On GSM8K, GSM-Hard, MATH, MMLU, and GPQA, MAS-Architect with Qwen3-4B reaches 78.7% average accuracy, 6.4 points above vanilla and 3.0 points above the second-best method in the table. The GSM8K efficiency plot is especially telling: 94.4% accuracy with 2,533 prompt tokens per query, and the appendix reports 23.8% fewer total tokens than MAS-GPT on GSM8K. Ablations show that SFT gives small stable gains, while RL is the main unlocker, especially on HotpotQA where Qwen3-4B rises by 16.0 points. 在 GSM8K、GSM-Hard、MATH、MMLU、GPQA 上,Qwen3-4B 驱动的 MAS-Architect 平均准确率 达到 78.7%,比 vanilla 高 6.4 个点,也比表中第二名高 3.0 个点。GSM8K 的效率图尤其关键: 它以 2,533 prompt tokens/query 达到 94.4% 准确率,附录还报告其总 token 比 MAS-GPT 少 23.8%。消融结果显示,SFT 带来小而稳定的提升,RL 才是主要解锁器,尤其在 HotpotQA 上让 Qwen3-4B 提升 16.0 个点。

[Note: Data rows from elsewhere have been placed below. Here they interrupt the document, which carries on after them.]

PR #2921, opened 2025-08-05
Lint `identical(x, sort(x))` in `sort_linter()`

### LINKED ISSUE #2908: Recommend `!is.unsorted()` instead of `identical(x, sort(x))` in `sort_linter()`
Not a super common pattern:

https://github.com/search?q=language%3AR+%2Fidentical%5C%28%5Cw%2B%2C+sort%5C%28%5Cw%2B%5C%29%5C%29%2F&type=code

But there is a huge opportunity for optimization here:

``` r
x <- runif(1e5)

  identical(x, sort(x)),
  !is.unsorted(x),
  check = "identical"
)
#> Unit: microseconds
#>                   expr      min       lq       mean   median       uq      max
#>  identical(x, sort(x)) 4010.383 4313.883 4636.98955 4496.855 4761.682 7040.232
#>        !is.unsorted(x)   40.104   41.166   46.29157   42.666   46.807   86.509
#>  neval
#>    100
#>    100

x <- sort(x)

  identical(x, sort(x)),
  !is.unsorted(x),
  check = "identical"
)
#> Unit: nanoseconds
#>                   expr  min     lq    mean median     uq   max neval
#>  identical(x, sort(x)) 3612 3732.0 4094.85 3872.5 4033.0 22994   100
#>        !is.unsorted(x)  662  722.5  803.60  773.0  800.5  3131   100
```

<sup>Created on 2025-07-30 with [reprex v2.1.1](https://reprex.tidyverse.org)</sup>

Should probably not lint if `na.last = TRUE` or `FALSE` or `decreasing = TRUE` in `sort()`.

Bisaloo:
I initially tried to re-use the existing `sorted_xpath` but I think customizing the error message was then too messy and unclear.

Fix #2908

### DIFF
--- a/R/sort_linter.R
+++ b/R/sort_linter.R
@@ -85,11 +85,10 @@ sort_linter <- function() {
   sorted_xpath <- "
   parent::expr[not(SYMBOL_SUB)]
     /parent::expr[
-      (EQ or NE)
+      (EQ or NE or expr/SYMBOL_FUNCTION_CALL/text() = 'identical')
       and expr/expr = expr
     ]
   "
-
 
   arguments_xpath <-
     ".//SYMBOL_SUB[text() = 'method' or text() = 'decreasing' or text() = 'na.last']"
--- a/R/sort_linter.R
+++ b/R/sort_linter.R
@@ -85,7 +85,14 @@ sort_linter <- function() {
   sorted_xpath <- "
   parent::expr[not(SYMBOL_SUB)]
     /parent::expr[
-      (EQ or NE or expr/SYMBOL_FUNCTION_CALL/text() = 'identical')
+      (EQ or NE)
+      and expr/expr = expr
+    ]
+  "
+  sorted_identical_xpath <- "
+  parent::expr[not(SYMBOL_SUB)]
+    /parent::expr[
+      expr/SYMBOL_FUNCTION_CALL[text() = 'identical']
       and expr/expr = expr
     ]
   "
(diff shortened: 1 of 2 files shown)


tests/testthat/test-sort_linter.R
```diff
@@ -108,15 +108,19 @@ test_that("sort_linter blocks simple disallowed usages", {
...
   expect_lint("x == sort(x)", sorted_msg, linter)
+  expect_lint("identical(sort(x), x)", sorted_msg, linter)
 
   # inverted version
   expect_lint("sort(x) != x", unsorted_msg, linter)
+  expect_lint("!identical(x, sort(x))", unsorted_msg, linter)
 
   # expression matching
   expect_lint("sort(foo(x)) == foo(x)", sorted_msg, linter)
+  expect_lint("identical(foo(x), sort(foo(x)))", sorted_msg, linter)
```
MichaelChirico, line 153: Let's add some more tests against false positives, like `identical(sort(x), y)`, `identical(sort(foo(x)), x)`, and a test that this catches expressions: `identical(sort(foo(x)), foo(x))`

R/sort_linter.R
```diff
@@ -89,7 +89,13 @@ sort_linter <- function() {
       and expr/expr = expr
     ]
   "
-
+  sorted_identical_xpath <- "
+  parent::expr[not(SYMBOL_SUB)]
+    /parent::expr[
+      expr/SYMBOL_FUNCTION_CALL[text() = 'identical']
+      and expr/expr = expr
```
MichaelChirico: We may need more baroque handling here, _a la_ #2901 and `strip_comments_from_subtree()`. Try test cases like:

```r
identical(x, sort( # comment
  x
))
identical(foo(x), sort(foo( # comment
  x
)))
```

Bisaloo: Do I need to add these tests explicitly or is this now handled by the fuzzer?

MichaelChirico: right, the fuzzer should pick up if there's an issue (now that it's merged)

PR #2926, opened 2025-08-18
Add .lintr to .Rbuildignore in use_lintr()

### LINKED ISSUE #1805: `use_lintr()` should add `.lintr` to `.Rbuildignore`

Bisaloo:
Inspired from #2396 but smaller in scope and simpler. In particular:

- we don't try to hide the warning about the missing newline. If users have a misformatted .Rbuildignore, that's outside the scope of this package
- we don't try to see if the created config file is already Rbuildignored via another regex (e.g., `.*` in `.Rbuildignore`). `use_lintr()` should feel like a usethis function IMO and usethis is not doing this. We simply avoid replicating an existing line so we check if the regex to add is already present

Other difference:

- this PR delegates the task of finding the package root to the existing `find_package()` helper 

Would fix #1805.

Does this seem sensible?

### DIFF
--- a/NEWS.md
+++ b/NEWS.md
@@ -48,6 +48,7 @@
 * `object_usage_linter()` lints missing packages that may cause false positives (#2872, @AshesITR)
 * New argument `include_s4_slots` for the `xml_find_function_calls()` entry in the `get_source_expressions()` to govern whether calls of the form `s4Obj@fun()` are included in the result (#2820, @MichaelChirico).
 * `sprintf_linter()` lints `sprintf()` and `gettextf()` calls when a constant string is passed to `fmt` (#2894, @Bisaloo).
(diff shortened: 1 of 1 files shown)


R/use_lintr.R
```diff
@@ -42,5 +42,32 @@ use_lintr <- function(path = ".", type = c("tidyverse", "full")) {
...
   write.dcf(the_config, config_file, width = Inf)
+
+  pkg_path <- find_package(path)
+
+  if (is.null(pkg_path)) {
+    return(invisible(config_file))
+  }
+
+  rbuildignore_path <- file.path(pkg_path, ".Rbuildignore")
+  rel_path <- xfun::relative_path(config_file, pkg_path)
```
Bisaloo, line 53: I tried to do this with different approaches:

- with `substr()` as in the initial PR
- with `grep()`

But tests on CI showed that this approach is too simple in many cases to be able to deal with symlinks or complex filesystems.

As mentioned in the commit message, xfun is already an indirect dependency anyways.

Issue #2929, opened 2025-09-15
roxygen2 change causing update in manual link resolution


MichaelChirico:
https://github.com/r-lib/lintr/blob/33efecf7f4aee58fbc9d4f2e1f3fda5ae908ed42/R/any_is_na_linter.R#L3

See https://github.com/r-lib/roxygen2/issues/1725

How do we want to handle this? For now, it's causing the `repo-meta-tests` check to fail.

 - We could disable the check that roxygen2 comments & man/ contents are in sync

Query-specific architectures for HotpotQA and MMLU
Emergent architectures: HotpotQA induces parallel ReAct search streams, while MMLU induces hierarchical dual-loop refinement. 涌现架构:HotpotQA 诱导并行 ReAct 搜索流,MMLU 诱导分层双循环 refinement。

Why Lifelong Agents 为什么属于 Lifelong Agents

The Lifelong Agents angle is not simply that agents collaborate. It is that the Meta-Agent learns an architectural policy: given a new task, it can create a new organization, assign roles, route information, audit failures, and specialize agents. That is a step toward agents whose competence grows at the level of system design, not only at the level of single-model answers. 它属于 Lifelong Agents,不只是因为多个 agent 在协作,而是因为 Meta-Agent 学到的是一种 “架构策略”:面对新任务,它可以创建新的组织结构、分配角色、路由信息、审计失败并进行角色特化。 这让智能体的成长发生在系统设计层,而不只是单模型回答层。

Recursive audit chain with critic and router feedback loop
Recursive Audit Chain: the architecture routes solver output through critique before final submission, creating a self-correction loop. 递归审计链:架构让 Solver 输出先经过 Critic 审核再提交,形成自我修正环。
Conditional parallelism with decomposer, researchers, and synthesizer
Conditional Parallelism: independent evidence paths are fanned out and synthesized, a useful pattern for multi-hop retrieval. 条件并行:独立证据路径被拆分并并行研究,最后综合,适合多跳检索任务。
Domain-specific role adaptation in generated MAS
Domain-Specific Adaptation: the model creates semantic roles such as Location Investigator and Year Verifier instead of generic workers. 领域特化适配:模型创建 Location Investigator、Year Verifier 等语义角色,而不是泛泛的 worker。